🤖 AI Summary
Existing PAC and PAC-Bayes generalization bounds for time-dependent data rely on unknown process parameters—such as mixing coefficients or spectral gaps—rendering them impractical for real-world applications.
Method: We propose the first fully empirical PAC-Bayes bound for Markov chains: we replace the intractable spectral gap with an estimable “pseudo-spectral gap” and provide a data-driven estimator for it under finite state spaces. The bound is constructed solely from observed trajectories, requiring no prior knowledge of the underlying Markov process.
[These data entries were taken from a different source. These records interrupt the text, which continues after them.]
Issue #817, opened 2017-08-30
./src/OVAL/probes/fsdev.c solaris specific code for __fsdev_init function issues


jlcharton:
Hi,

I think that the code is broken in several places.

line 246:
`struct mnttab *ment;`

But ment is never allocated before being used later on lines 271 and 284.
So maybe line 246 could be fixed like this:
`struct mnttab mentbuf, *ment = &mentbuf;`

lines 271 and 284:
`while ((getmntent(fp, ment)) != 0) {`

But according to solaris man pages for getmntent:

> RETURN VALUES
  getmntent() and getmntany()
     If the next entry is successfully read by getmntent()  or  a
     match  is  found with getmntany(), 0 is returned.  If an EOF
     is encountered on reading, these functions return -1. If  an
     error  is  encountered,  a value greater than 0 is returned.
     The following error values are defined in <sys/mnttab.h>:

Contribution/Results: Our theoretical analysis establishes statistical validity, while simulations demonstrate that the empirical bound achieves tightness comparable to its non-empirical counterpart. This work delivers the first practical, assumption-free PAC-Bayes generalization guarantee for Markovian settings—eliminating reliance on unknown process parameters—and significantly enhances the operationality of learning theory for dependent data.
📝 Abstract
The core of generalization theory was developed for independent observations. Some PAC and PAC-Bayes bounds are available for data that exhibit a temporal dependence. However, there are constants in these bounds that depend on properties of the data-generating process: mixing coefficients, mixing time, spectral gap... Such constants are unknown in practice. In this paper, we prove a new PAC-Bayes bound for Markov chains. This bound depends on a quantity called the pseudo-spectral gap. The main novelty is that we can provide an empirical bound on the pseudo-spectral gap when the state space is finite. Thus, we obtain the first fully empirical PAC-Bayes bound for Markov chains. This extends beyond the finite case, although this requires additional assumptions. On simulated experiments, the empirical version of the bound is essentially as tight as the non-empirical one.